Climate Math: 2+2=6!
3+3=16!
There is an “Esoteric” formula for that and your not being among the enlightened is why you got it wrong!
😉
The explanation is the ocean lag, the heat capacity of the great oceans. I’m sure you heard about the “heat in the pipeline”. Go to Pielke Sr for interesting discussions about the concept. The cooling of the oceans in recent years makes it increasingly doubtful that there is much if any “heat in the pipeline”, though.
Thanks Willis for your great post. I always learn so much from you – clear explanations, logical progression of argument – its really appreciated.
Personally I wish I knew more about the changes in Land Use / Land cover over time. Because I suspect that we are tilling more land now than in 1750 or 1850 (or 1950 for that matter) – which have an effect in the size of an important carbon sink. Are changing sizes of sinks accounted for?

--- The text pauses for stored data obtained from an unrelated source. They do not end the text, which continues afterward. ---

PR #10798, opened 2024-03-27
Fix `NoSuchMethodError` thrown by `ClientResponseFunctionInterceptor` in reactive plugin.

JooHyukKim:
## Motivation

This PR fixes `NoSuchMethodError` thrown by `ClientResponseFunctionInterceptor`.
To be specific,

```java
java.lang.NoSuchMethodError: `int org.spring....<rest-ommitted>.reactive.ClientHttpResponse.getRawStatusCode()`
```

## Explanation

My application runs on SpringBoot 3 uses 6+ version of `spring-reactive` where there is no `getRawStatusCode()`.

I understand that as per Pinpoint version `2.5.x` README file, it says

```markdown
* Range: org.springframework/spring-webflux [5.0.0.RELEASE, 5.3.max]
```
... saying it does not need to conform to version range out of range.
But since there is already method `getStatusCode()` from which we can achieve the same functionality, there is no reason not to use `getStatusCode()` instead.?

## Note

I simply chained ...

```java
response.getStatusCode().value()
```
... because it's never null.
LMK if we prefer null check.

image

### DIFF
--- a/plugins/spring-webflux/src/main/java/com/navercorp/pinpoint/plugin/spring/webflux/interceptor/ClientResponseFunctionInterceptor.java
+++ b/plugins/spring-webflux/src/main/java/com/navercorp/pinpoint/plugin/spring/webflux/interceptor/ClientResponseFunctionInterceptor.java
@@ -52,7 +52,7 @@ public class ClientResponseFunctionInterceptor extends SpanEventSimpleAroundInte
 
         if (args[0] instanceof ClientHttpResponse) {
             ClientHttpResponse response = (ClientHttpResponse) args[0];
-            recorder.recordAttribute(AnnotationKey.HTTP_STATUS_CODE, response.getStatusCode());
+            recorder.recordAttribute(AnnotationKey.HTTP_STATUS_CODE, response.getStatusCode().value());
             this.responseHeaderRecorder.recordHeader(recorder, response);
         }
     }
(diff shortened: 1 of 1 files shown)


JooHyukKim:
May I ask if 2.5.x version is still in maintained, @emeroad? I am asking this because it seems like only PR's against 3.x version have been merged.

emeroad:
@intr3p1d 
https://github.com/pinpoint-apm/pinpoint/commit/a4a504c8c5a3dfd733dc8c10cb8cc64c3c213790#diff-22feb5f82c89d53ec5b0e346a8502d067c5d448439b86a99a7fb7e79c7f4c867
We will backport the above patch to version 2.5.x.

JooHyukKim:
> @intr3p1d [a4a504c#diff-22feb5f82c89d53ec5b0e346a8502d067c5d448439b86a99a7fb7e79c7f4c867](https://github.com/pinpoint-apm/pinpoint/commit/a4a504c8c5a3dfd733dc8c10cb8cc64c3c213790#diff-22feb5f82c89d53ec5b0e346a8502d067c5d448439b86a99a7fb7e79c7f4c867) We will backport the above patch to version 2.5.x.

Great, I was wondering if we should suggest backporting that commit 🙏🏼🙏🏼 
Looks better than this fix, thank you!

May I ask when 2.5.4 is expected to be released?
If it takes too long, we are considering to build and use latest 2.5.x version with the patch.

Issue #10832, opened 2024-04-02
Backport: Support `getStatusCode()` for compatibility with Spring WebFlux 6.1 & Boot 3.x.


intr3p1d:
#10706
#10736 
#10798

PR #10833, opened 2024-04-02
[#10832] Backport: Support `getStatusCode()` for compatibility with S…

intr3p1d:
…pring WebFlux 6.1 & Boot 3.x.

[#NotAssigned] Removed getRawStatusCode() method for removal in Spring Webflux 6.1

[#10736] Separate dummy java class not to disturb spring-web dependency

[#10736] Remove dummy classes after install the plugin

[#10736] Use maven-clean-plugin instead of exec

[#10736] Split spring-stub into separate modules


JooHyukKim:
May I ask the release date of `2.5.4` version? @intr3p1d

PR #11064, opened 2024-05-27
[#noissue] Fix filteredMap merge logic

binDongKim:
- Pass the previous data if there's no data for the same key(agent) in the merging scatter process
- Match servermap data with timestamp, not with the data index
- Consider unauthorized condition only when there is node-list


BillionaireDY:
LGTM 👍

BillionaireDY (approved):

PR #11229, opened 2024-07-09
[#noissue] Feat global search

BillionaireDY:
- support 
  - txid search
  - navigate pages

image


binDongKim:
## Check point
- Search should cover case-insensitive-ly 
  - ex) Search `servermap` doesn't work
- Rename `useService` hook as `useMenu` or `useMenuItem`
  - Locate the file under the `apps/web/src/hooks` path
- Rollback `path.ts` file location if it's not necessary

PR #11303, opened 2024-07-30
[#10776] Implement micrometer ui

binDongKim:
- Base work
  - routing, sidebar, ...
  - not open it yet (only access through url)
- Metric definition form
- Chart component from shadcn/ui


BillionaireDY (approved):
LGTM

PR #11535, opened 2024-09-29
[#noissue][FE] fix: filtermap scatter to transactionList bug fix

BillionaireDY:
Fixes bugs that occur when dragging a scatter chart on the filterMap page.


web-frontend/src/main/v3/packages/constants/src/locales/en.json
```diff
@@ -52,7 +52,8 @@
   },
   "TRANSACTION_LIST": {
     "SELECT_TRANSACTION": "Select your transaction",
-    "TRANSACTION_RETRIEVE_ERROR": "Transaction information is missing<br>Will go to Main"
+    "TRANSACTION_RETRIEVE_ERROR": "Transaction information is missing.",
+    "TRANSACTION_RETRIEVE_ERROR_DESC": "Currently, there is no data available from the parent tab. Please try again from the parent tab. (If you close this dialog, you will be redirected to the main page.)"
```
binDongKim: This message will ever be shown to the user only when they try getting to the transaction-list page via url without dragging the scatter chart from the server-map page. So the meaning of the word *parent* tab might not be clear to the user. How about suggesting them to start it over from the server-map page?

```suggestion
    "TRANSACTION_RETRIEVE_ERROR_DESC": "Please start it over from the server-map page. (If you close this dialog, you will be redirected to the server-map page.)"
```

binDongKim (approved):

PR #11885, opened 2025-01-01
Fix compilation - execution still fails

DaGeRe:
This fixes the compilation of the quickstart app, but doesn't fix the execution (yet).


emeroad:

Issue #12025, opened 2025-02-06
Experimental V4 Id feature


emeroad:
Add experimental v4 id feature to Agent for Pinpoint V4

PR #12144, opened 2025-03-11
[#12025] Refactor applicationId to applicationName

emeroad:


minwoo-jung (approved):
There don't seem to be any issues with the changes.

Issue #12623, opened 2025-06-30
PostgreSQL Positional Parameters


feelform:
PostgresSQL positional Parameter
ref: https://github.com/pinpoint-apm/pinpoint-node-agent/issues/336

PostgreSQL Positional Parameters: https://www.postgresql.org/docs/current/sql-expressions.html#SQL-EXPRESSIONS-PARAMETERS-POSITIONAL

```
    @Test
    public void postSqlPositionalParameterTest() {
        DefaultSqlNormalizer dut = new DefaultSqlNormalizer();
        assertEquals("SELECT * FROM member WHERE id = $1", dut.normalizeSql("SELECT * FROM member WHERE id = $1").getNormalizedSql());
    }

expected: <SELECT * FROM member WHERE id = $1> but was: <SELECT * FROM member WHERE id = $0#>
```

Support for PostgreSQL positional parameters for `$1, $2`

PR #12624, opened 2025-06-30
[#12623] PostgreSQL Positional Parameters

feelform:


commons-profiler/src/test/java/com/navercorp/pinpoint/common/profiler/sql/DefaultSqlNormalizerTest.java
```diff
@@ -410,4 +411,21 @@ private void assertEqualObject(String expected) {
...
+            dut.normalizeSql("SELECT * FROM member WHERE id = $122309").getNormalizedSql());
+
+        // Edge case: $ followed by non-digit (e.g., variable-like)
+        assertEquals("SELECT * FROM config WHERE key = $value",
+                dut.normalizeSql("SELECT * FROM config WHERE key = $value").getNormalizedSql());
+
+        // Edge case: $ inside string literal
+        assertEquals("SELECT * FROM logs WHERE message LIKE '0$'",
+                dut.normalizeSql("SELECT * FROM logs WHERE message LIKE '0$'").getNormalizedSql());
+    }
```
kojandy: This test case wasn't working properly because there were no parameters extracted and `parameter.touch()` was not called, which made the `SqlNormalizer.normalizeSql()` reuse the original SQL string.

https://github.com/pinpoint-apm/pinpoint/blob/88cf67a30f1f9fc8f8dac9c3b07ed129f215c313/commons-profiler/src/main/java/com/navercorp/pinpoint/common/profiler/sql/ParserContext.java#L158-L166

To avoid reusing the original query string, at least one parameter should be extracted like this.

```java
@Test
public void testPostSqlPositionalParameter() {
    assertEqual("$123, 123", "$123, 0#");
    assertEqual("$value, 123", "$value, 0#");
    assertEqual("'$123', 123", "'0$', 1#");
    assertEqual("$; 123", "$; 0#");
    assertEqual("$(123); 123", "$(0#); 1#");
    assertEqual("'$''123'", "'0$'");
}
```

commons-profiler/src/main/java/com/navercorp/pinpoint/common/profiler/sql/ParserContext.java
```diff
@@ -140,6 +140,15 @@ public NormalizedSql parse() {
...
                     break;
 
+                case '$':
+                    final int nextChar = lookAhead1(i);
+                    if (nextChar >= '0' && nextChar <= '9') {
+                        numberTokenStartEnable = false;
+                        normalized.append(nextChar);
+                        break;
+                    }
+                    // Fall through for non-positional '$' to be treated other rules.
```
kojandy:
```suggestion
                case '$':
                    final int nextChar = lookAhead1(i);
                    if (nextChar >= '0' && nextChar <= '9') {
                        numberTokenStartEnable = false;
                    }
                    normalized.append(ch);
                    break;
```
It can be implemented by appending the current character `$` and not treating the following number token as a number. With the current implementation, `SELECT * FROM member WHERE id = $1` becomes `SELECT * FROM member WHERE id = 49` because it skips current character and outputs the character '1' as its ASCII value 49.

feelform: `default:` code was changed by emeroad. I have applied your suggestion.
```suggestion
                case '$':
                    final int nextChar = lookAhead1(i);
                    if (nextChar >= '0' && nextChar <= '9') {
                        numberTokenStartEnable = false;
                        normalized.append(nextChar);
                        break;
                    }
                    // Fall through for non-positional '$' to be treated other rules.
```

commons-profiler/src/test/java/com/navercorp/pinpoint/common/profiler/sql/DefaultSqlNormalizerTest.java
feelform: @kojandy 
```
Assertions.assertEquals(actual, normalizedSql, "normalizedSql check");
```
actual argument use expect argument into Assertions.assertEquals in assertEqual. I think It needs to rename refactoring.

kojandy (approved):

commons-profiler/src/test/java/com/navercorp/pinpoint/common/profiler/sql/DefaultSqlNormalizerTest.java
kojandy: I was also confused by these parameters at first too, but changing the name like this is definitely better. 👍

Issue #12760, opened 2025-08-06
ServerMap > Change color variation


jihea-park:
<img width="622" height="318" alt="Image" src="https://github.com/user-attachments/assets/a4985522-7a5b-4f96-b5ab-6210ed95f212" />

PR #12761, opened 2025-08-06
[#12760] ServerMap > Change color variation

jihea-park:


jihea-park:
The color transition can cause significant changes to the individual's perception, so we take a conservative approach and cancel the transition.

Issue #12883, opened 2025-09-10
Update agent unmodifiableFilter of transform


jaehong-kim:
Update to filter classes under the jdk package.

PR #12907, opened 2025-09-16
[#12883] Update agent unmodifiableFilter of transform

jaehong-kim:
#12883


Dongnyoung:
@jaehong-kim 
I added a small test-only PR to cover the newly added `jdk/*` branch,
which fixes the Codecov patch coverage failure.

PR: #13398

PR #393, opened 2021-07-06
AccountBehavior being dropped from engine

prdanelli:
AccountBehavior seems to be dropped from the engine, so thereby loses the ability to call certain functions on the Account model. 

This is possibly by I am seeing issues with Hyrax DOI update actors being called as randomly the Account will forget that it is required to call those actors. 

I am super unsure about this, but the specs all seem to pass locally.


okeen (approved):
Looks OK, let's see what happens :)

PR #402, opened 2021-07-09
Hotfix/hyrax doi update fix

prdanelli:
Fixes this: https://github.com/samvera-labs/hyrax-doi/pull/33

This should get merged and the Hyrax::DOI::Actor removed when its merged upstream.


okeen (approved):
Looks good mate

PR #403, opened 2021-07-12
Further changes to Anschutz worktype

BertZZ:
Rights Statement bought out of Hyrax/Hyku so that we can use the per tenant authority code


app/models/concerns/hyku_addons/solr_document_behavior.rb
```diff
@@ -124,6 +124,7 @@ def attributes
       attribute :rights_statement_text, SolrDocument::Solr::Array, solr_name('rights_statement_text')
       attribute :qualification_subject_text, SolrDocument::Solr::Array, solr_name('qualification_subject_text')
       attribute :is_format_of, SolrDocument::Solr::Array, solr_name('is_format_of')
+      attribute :is_part_of, SolrDocument::Solr::Array, solr_name('is_format_of')
```
okeen, line 127: Copy Pasta issue here

okeen (changes requested):
I would modify the anschutz work type test to include "is_part_of" too, as that would have detected the C&P issue beflow.

okeen (approved):

PR #422, opened 2021-07-30
Turns version number into a dropdown for 3 Redlands worktypes

BertZZ:


okeen (changes requested):
The code looks ok, but ideally it should have tests checking that the redlands work types are actually reflecting these changes. Remember what happened the day after you left for vacations...

You can add `expect(page).not_to have_selector("#field_id")` overwriting the method `set_work_metadata` at https://github.com/ubiquitypress/hyku_addons/blob/main/spec/features/create_redlands_article_spec.rb

okeen (approved):
Nice, thanks for that!

PR #433, opened 2021-08-16
Dumps facet override into a class_eval in the engine 

BertZZ:


prdanelli (approved):
NOTE: 

This is a quick fix solution, which we want to come back to as keeping code in the engine.rb is not an ideal long term solution.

It seems to me that a small change to that huge reservoir could have a colossal impact on things too.
Epicycles, old boy. If you are not seeing what fits with the theory, you merely add something. With planetary motion, it was epicycles. With climate, well maybe it is aerosols. Or missing heat stored secretly in the ocean, waiting to pounce. I am not quite sure of the mechanism whereby today’s excess heat is somehow going into the ocean, not the sky, but I’m sure there is a peer-reviewed paper. Otherwise it would be a travesty.
You forgot to include the radiative imbalance. Hansen’s figure is about 0.8 W/square metre. I understand this reflects the lag between forcing and equilibrium. I’m not sure what affect that would have on expected temperature rises though.
Willis
I’m surprised you don’t have enough “FAITH” in the IPCC numbers to “SEE” where the “TRUTH” is without the aid of math and human reason. Alas, true faith is not given to all; many are called, but few are chosen. (-;Sarc Off;-)
Especially the 60 year Pacific Decadal Oscillation (PDO). Easterbrook shows past trends are dominated by PDO driven cooling/warming and projects similar temperature trends through 2010 which are markedly below IPCC trends. See:
Don Easterbrook’s AGU paper on potential global cooling
Climate is stable and the true feedback is negative. The transition from one stable configuration to another stable configuration appears to give positive feedback. (Will give ref when I find it again). IPCC’s positive feedback is unrealistic – it projects runaway temperature, contrary to evidence of previous multiple glacial periods.
Prior interglacial temperature inferences show we need to be concerned over global cooling not warming. etc.